Labour branded Johnson a “Phileas Fogg” after calculating that his trip to the northeast brought the total distance he had travelled to avoid embarrassment to 26,000 miles – the same as the fictional explorer’s journey around the world.
They pointed to his Spanish holiday during this year’s supply chain crisis, his trip to Afghanistan as foreign secretary at the time of a vote on Heathrow’s new runway, and a trip to Canada as London mayor during riots in the capital in 2011.
There were cries of “Run, Boris, Run!” in the Commons chamber as Liberal Democrat chief whip Wendy Chamberlain told MPs: “This is a prime minister who flew to Afghanistan to escape a vote on Heathrow when he was foreign secretary, and has driven to the northeast to escape questions today.”
Labour MP Tan Dhesi branded the prime minister a “tin-pot dictator”, while Ms Chamberlain said his actions were comparable to autocratic regimes in Russia and China.
“This is almost the kind of behaviour we would expect to see in the Duma in Moscow, National People’s Congress in Beijing, not in the House of Commons,” she told MPs.
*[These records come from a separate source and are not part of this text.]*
PR #3042, opened 2022-10-21
[MaterialDatePicker] Change hint formatting from m/d/yy → mm/dd/yyyy

### LINKED ISSUE #3039: [Material Date Picker] When using INPUT_MODE_TEXT, the date shows as "m/d/yy", but should show up as "mm/dd/yy"
**Description:** 
Hey all!  Thanks for reading my issue <3 

image

I'm in the US, so my local is set to US.  It's very odd for users to have to enter in their date in this format. Traditionally it's mm/dd/yyyy.

#1180 (point 2) was a dupe of #774 and both @dsn5ft and @drchen closed these as completed but I still don't see relevant commits or anyway to change my format to mm/dd/yyyy.

**Expected behavior:** 

(copied from material.io website)
image

**Minimal sample app repro:** 
This is reproducible on the [material components app](https://github.com/material-components/material-components-android.git)

**Android API version:** Android API version here

**Material Library version:** This occurs on both Material 2 and Material3 components.

**Device:** All devices

nachtien:
Closes #3039

The hint now shows as:
image

Also, the error suggestion is adjusted accordingly
image

### DIFF
--- a/lib/java/com/google/android/material/datepicker/UtcDates.java
+++ b/lib/java/com/google/android/material/datepicker/UtcDates.java
@@ -170,6 +170,24 @@ class UtcDates {
       formatHint = formatHint.replace("y", "yyyy");
     }
 
+    // Format year to always be displayed as 4 chars when 2 chars are used in localized pattern.
+    // Example: (fr-FR) dd/MM/y -> dd/MM/yyyy
+    if (formatHint.replaceAll("[^y]", "").length() == 2) {
+      formatHint = formatHint.replace("yy", "yyyy");
+    }
+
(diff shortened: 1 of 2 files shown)


nachtien:
The user can still enter in a m/d/yy format. I chose to keep it this way as we display the calculated date at the top and thus won't cause any harm forcing a user to enter a format as mm/dd/yyyy.

hunterstich:
Thanks for the PR @nachtien,

I'm not sure we want to force this change by directly updating the pattern. I'm looking at this internally and leaning towards something similar to what chanakin mentioned about [allowing custom `SimpleDateFormats`](https://github.com/material-components/material-components-android/issues/3039#issuecomment-1286154933)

“They say a fish rots from the head down, and I’m disappointed to see that the prime minister has chosen not to turn up today to answer questions… You can’t help but feel that he thinks the rules don’t apply to him.”
Mr Bryant appealed for the government to table a motion which he had drafted for debate tomorrow, which would have overturned last week’s vote and allowed MPs to affirm his committee’s judgement that Mr Paterson’s behaviour was “inappropriate”.
He told The Independent that he was “infuriated” by Mr Barclay’s refusal to agree to the plan, adding: “An apology is of no value if you’re not prepared to put things right.”
Mr Bryant said his cross-party committee – which includes seven MPs and seven independent lay members – intends to complete its own review of the Commons code of conduct by Christmas.
And Commons speaker Sir Lindsay Hoyle said that would be the time for MPs to work on a cross-party basis to consider any reforms needed to restore faith in the system.
Sir Lindsay described the events around the Paterson case as a “very dark week for politics” which had “tarnished” politics in voters’ eyes. But he stopped short of announcing his own review of the system, as had been predicted over the weekend.
Mr Bryant said that Ms Stone had been bullied, threatened and undermined by ministers in a “cowardly and unfair” way.
“We have a duty not just to our constituents but to the nation, not just to this generation of voters but to future generations of voters, to protect the reputation of parliament not to undermine it,” he told MPs.